We also note that while the race for market share in the LTE infrastructure market has just started, vendors are achieving many different levels of traction when it comes to commercial contracts (as opposed to just trials) with CSPs. A history of delivering with quality is also considered by CSPs during vendor selection. CSPs will tend to be more responsive to vendors with a strong track record that effectively promotes their LTE network equipment brand and that clearly provides differentiation beyond the standards. Such vendors are more likely to be invited to trial, then bid and, potentially, be given a chance to become an LTE supplier. CSPs want to partner with vendors that show vision and understand their wants and needs. They don't just want a vendor for boxes, but also ultimately as a partner to help them with the business models for LTE.

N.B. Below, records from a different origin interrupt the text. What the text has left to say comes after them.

PR #1044, opened 2023-06-16
Feat/synapse UI token ordering

bigboydiamonds:
**Description**
Implemented updated Token Ordering System based on the following tech spec document: https://docs.google.com/document/d/12LlhATvX2EE2LD5UpF7uKyseVr15bbP_Y0FWHtBRHtQ/edit

Require 
- checks on `priorityRank` assigned to Tokens in constants file (https://github.com/synapsecns/sanguine/blob/feat/synapse-ui-chain-ordering/packages/synapse-interface/constants/tokens/master.tsx) and (https://github.com/synapsecns/sanguine/blob/feat/synapse-ui-chain-ordering/packages/synapse-interface/constants/tokens/swapMaster.ts) 

- next steps on how priorityRank should be applied to `constants/tokens/poolMaster.tsx` and `constants/tokens/sushiMaster.tsx`

0ec24cb9af29950acc5096f6bbed716f7cd734b3: [synapse-interface preview link ](https://sanguine-synapse-interface-9r8z8avo6-synapsecns.vercel.app)
0f7346b68aee4e98afb2dbc55bcc0803641e9269: [synapse-interface preview link ](https://sanguine-synapse-interface-4a7rmopyt-synapsecns.vercel.app)
e1cf307006e2c5fd68ece6b36bf77771069b3758: [synapse-interface preview link ](https://sanguine-synapse-interface-4e0ydrhyd-synapsecns.vercel.app)
39edb2dbce373c0b79bfa2708279996b65894796: [synapse-interface preview link ](https://sanguine-synapse-interface-hszgoutr5-synapsecns.vercel.app)


lawsonkight:
Hardcoding the priority rank feels brittle to me, especially if we expand to support thousands of coins. Looking at the code I can't tell why a token has one rank vs another.

For example, `MIM` has `priorityRank: 6`, which does not appear in the spec. Why is that?

Would it make more sense to dynamically rank the tokens based on their properties?

Example: 
```
priorityRank = // higher numer = higher priority
  (isOrigin && token.usdValueHeld)
  + token.symbol  == 'ETH'
  + token.symbol  == 'SYN'
  + token.gas     == true
  + token.stable  == true
  + token.partner == true
  - token.symbol  == 'nETH'
  - token.symbol  == 'nUSD'
```

This allows the reasoning behind a given priorityRank to be clear in code, automatically ranks new tokens based on their priorities, and allows for easier mass changes down the road or category weighting down the road

bigboydiamonds:
> Hardcoding the priority rank feels brittle to me, especially if we expand to support thousands of coins. Looking at the code I can't tell why a token has one rank vs another.
> 
> For example, `MIM` has `priorityRank: 6`, which does not appear in the spec. Why is that?
> 
> Would it make more sense to dynamically rank the tokens based on their properties?
> 
> Example:
> 
> ```
> priorityRank = // higher numbers have higher priority
>   (isOrigin && token.usdValueHeld)
>   + token.symbol  == 'ETH'
>   + token.symbol  == 'SYN'
>   + token.stable  == true
>   + token.partner == true
>   + isGasToken(token.symbol, chainID) == true
>   - token.symbol  == 'nETH'
>   - token.symbol  == 'nUSD'
> ```
> 
> This allows the reasoning behind a given priorityRank to be clear in code, automatically ranks new tokens based on their priorities, and allows for easier mass changes down the road or category weighting down the road

It's definitely possible for us to update our sorting method to utilize a few different attributes to determine the ordering! So far we're basing it off of `priorityRank` and then alphabetically. The method you're describing could be somewhat easily implemented once we have a good idea of what attributes will update +/- priorityRank points (if we're creating priorityRank based on a few other values, and maybe pass in an initial value)

aureliusbtc (approved):

aureliusbtc (approved):

PR #1055, opened 2023-06-25
disable confirm checks on scribe

trajan0x:
**Description**

These don't work and intermittently remove old logs. These should be removed until this is no longer the case.


trajan0x:
@nautsimon I'm going to merge this for now, but I have no idea how this is working w/o any modifications to the test

PR #1059, opened 2023-06-27
SDK Multiple Routers (CCTP) Integration

aureliusbtc:
Update bridge quote logic to support multiple routers, namely SynapseCCTPRouter.

- Bumped SDK version to 0.1.30
- Added CCTP_ROUTER_ADDRESS constant mapping
- Added SynapseCCTPRouter class to handle Cross-Chain Transfer Protocol routers
- Added getBridgeTokens method to fetch bridge tokens from multiple routers in parallel
- Added getOriginQueries and getDestinationQueries methods to fetch queries from SynapseRouter or SynapseCCTPRouter
- Added findBestQuery method to find the best query pair from origin and destination queries
- Added finalizeQuote method to finalize a quote by getting fee data and setting deadlines
- Updated bridgeQuote method to get quotes from both SynapseRouter and SynapseCCTPRouter and return the best one
- Updated bridge method to determine whether to use SynapseRouter or SynapseCCTPRouter based on the origin router address


packages/sdk-router/src/sdk.ts
```diff
@@ -39,141 +53,396 @@ class SynapseSDK {
...
+      }
+
+      return bestQuote;
     }
-  }
+
+
+
+
+  // public async oldBridgeQuote(
```
aureliusbtc, line 320: TODO: Remove before merge

packages/sdk-router/src/sdk.ts
```diff
@@ -39,141 +53,396 @@ class SynapseSDK {
...
+      tokenOut = handleNativeToken(tokenOut);
+      tokenIn = handleNativeToken(tokenIn);
+
+      const originRouters: (SynapseRouter | SynapseCCTPRouter)[] = [this.synapseRouters[originChainId], this.synapseCCTPRouters[originChainId]].filter(Boolean);
+      const destRouters: (SynapseRouter | SynapseCCTPRouter)[] = [this.synapseRouters[destChainId], this.synapseCCTPRouters[destChainId]].filter(Boolean);
+
+      let bestQuote: BridgeQuote | undefined;
+
+      for (let originRouter of originRouters) {
+        for (let destRouter of destRouters) {
```
aureliusbtc, line 273: This for loop needs to be re-worked to not create synchronous blocking processes, increasing latency. OriginCCTPRouter can't call DestinationSynapseRouter, correct, @ChiTimesChi?

Instead, OriginCCTPRouter should only be calling DestCCTPRouter.

packages/sdk-router/src/sdk.ts
```diff
@@ -39,141 +53,396 @@ class SynapseSDK {
...
+          console.log(destRouter.routerContract.address)
```
aureliusbtc, line 274: Remove console.logs

packages/sdk-router/src/sdk.ts
ChiTimesChi: Correct, every Router should only call their counterpart on the other chain.

packages/sdk-router/src/sdk.ts
```diff
@@ -39,141 +53,396 @@ class SynapseSDK {
...
-
-      // Throw error if no valid bridge tokens found
-      if (!bridgeTokens?.length) {
-        throw new Error('No bridge tokens found for this route')
+    destRouters: (SynapseRouter | SynapseCCTPRouter)[]
+  ): Promise<{ symbol: string; token: string }[][]> {
+
+    const bridgeTokensPromises = destRouters.map(async (destRouter) => {
+      // Check the cache first
+      let bridgeTokens = this.bridgeTokenCache[destChainId + '_' + tokenOut];
```
ChiTimesChi, line 83: The cache key should include the router name (or simply address) as well, otherwise this creates race conditions

packages/sdk-router/src/sdk.ts
```diff
@@ -39,141 +53,396 @@ class SynapseSDK {
...
+
+      // Get fee data
+      if (isCCTP) {
+        // Cast router to SynapseCCTPRouter
+        const cctpRouter = <SynapseCCTPRouter>router;
+
+        feeAmount = await cctpRouter.routerContract.calculateFeeAmount(
+          bestBridgeToken.token,
+          originQuery.minAmountOut,
+          //TODO: how to determine isSwap?
```
ChiTimesChi, line 219: Swap Adapter field in destination query defines where there will be a swap or not:
`isSwap = (destQuery.swapAdapter != address(0))`

packages/sdk-router/src/sdk.ts
```diff
@@ -39,141 +53,396 @@ class SynapseSDK {
...
+          false
+        );
+
+        const [relayerFee, minBaseFee, , maxFee] = await cctpRouter.routerContract.feeStructures(
+          bestBridgeToken.token
+        );
+
+        // return only the compatible fields
+        feeConfig = {
+          bridgeFee: relayerFee, // Assuming relayerFee is compatible with bridgeFee
```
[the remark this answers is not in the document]
ChiTimesChi: `relayerFee` is denominated in the same units, so should be 1:1 compatible with `bridgeFee`

Should be something like this
```typescript
feeConfig = {
  bridgeFee: relayerFee,
  minFee: isSwap ? minSwapFee : minBaseFee,
  maxFee: maxFee
};
```

packages/sdk-router/src/sdk.ts
aureliusbtc: Resolved in https://github.com/synapsecns/sanguine/pull/1059/commits/59f46fb19a1f6249b3ba41632239f55f0fbf8135

packages/sdk-router/src/sdk.ts
```diff
@@ -182,17 +457,53 @@ class SynapseSDK {
...
+        routerAdapter: originQuery.swapAdapter,
+      };
+      delete bridgeOriginQuery.swapAdapter;
+
+      bridgeDestQuery = {
+        ...destQuery,
+        routerAdapter: destQuery.swapAdapter,
+      };
+      delete bridgeDestQuery.swapAdapter;
+    }
```
ChiTimesChi, line 493: This feels weird. Is there a way to avoid this by unifying `swapAdapter` and `routerAdapter` fields? These mean exactly the same thing, reason for different naming is that CCTP Router is using the updated RouterV2 naming conventions.

aureliusbtc: This was due to Typescript and Ethers Type blocking the transaction going through. 

I reworked the types fully and unionized them across both CCTP router and synapse router. 

See this: https://github.com/synapsecns/sanguine/pull/1059/files#diff-87c018c5e6200d98efe1ba3e088f0a50c7f2afd4f1b98d0417055de255cf751eR513

Not sure of a better way to handle it at the moment, but I standardized all query getters to respond with the relevant swapAdapter or routerAdapter key depending on if CCTP or not. Should mark as a todo to write some tests for that specifically.

packages/sdk-router/src/sdk.ts
```diff
@@ -10,170 +10,563 @@ import {
...
+    )
+
+    // Iterate through each array of bridge tokens
+    for (const bridgeTokens of bridgeTokensArray) {
+      try {
+        // Fetching queries from origin router
+        const originQueries = await this.getOriginQueries(
+          originRouter,
+          tokenIn,
+          [bridgeTokens.symbol],
```
ChiTimesChi, line 501: Why do we iterate through array of bridge tokens, instead of using the array of their symbols here? Passing a full array instead of `[bridgeTokens.symbol]` should limit the amount of RPC calls to 1 no matter the amount of possible bridge symbols.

There are several LTE vendors for CSPs to choose from, and they vary greatly in the scale and scope of their offerings. It is therefore vital that equipment providers have a clear and differentiated network value proposition and strategy, and that they emphasize their differentiation, functionality and feature set in order to stand out. Software quality and network stability is also expected now.

CSPs also need to know that their vendor will maintain an adequate road map and enable them to sustain a high-performance network. Vendors therefore need to show evidence of resources, expertise and capital for investment in LTE technology in the longer term. For vendors seeking business outside their traditional home market, CSPs will look for evidence that the provider has an effective strategy to direct resources to meet the specific needs of their stated international market.

In order to capture how well vendors fit the above requirements, Gartner scores them on a series of criteria, which have been chosen to capture their capabilities when it comes to addressing CSPs' wants and needs for LTE infrastructure, as described above. These criteria are, ultimately, summed up in our framework as "Ability to Execute" and "Completeness of Vision" in the market for LTE infrastructure for CSPs.

Several players in the lower half of the Magic Quadrant are much broader, larger technology conglomerates (with the exception of Datang Telecom) than those in the top half. The leaders/challengers in the top half of the Magic Quadrant therefore naturally have more commitment to this segment, because they expect to generate a significant proportion of their overall revenue from LTE./4G. Strategically, this has implications for vendor selection because LTE is bound to be a long sales cycle, long cost recovery model for CSPs.

The main change since last year's Magic Quadrant, apart from the relative movement of the various vendors, is the addition of Datang Telecom.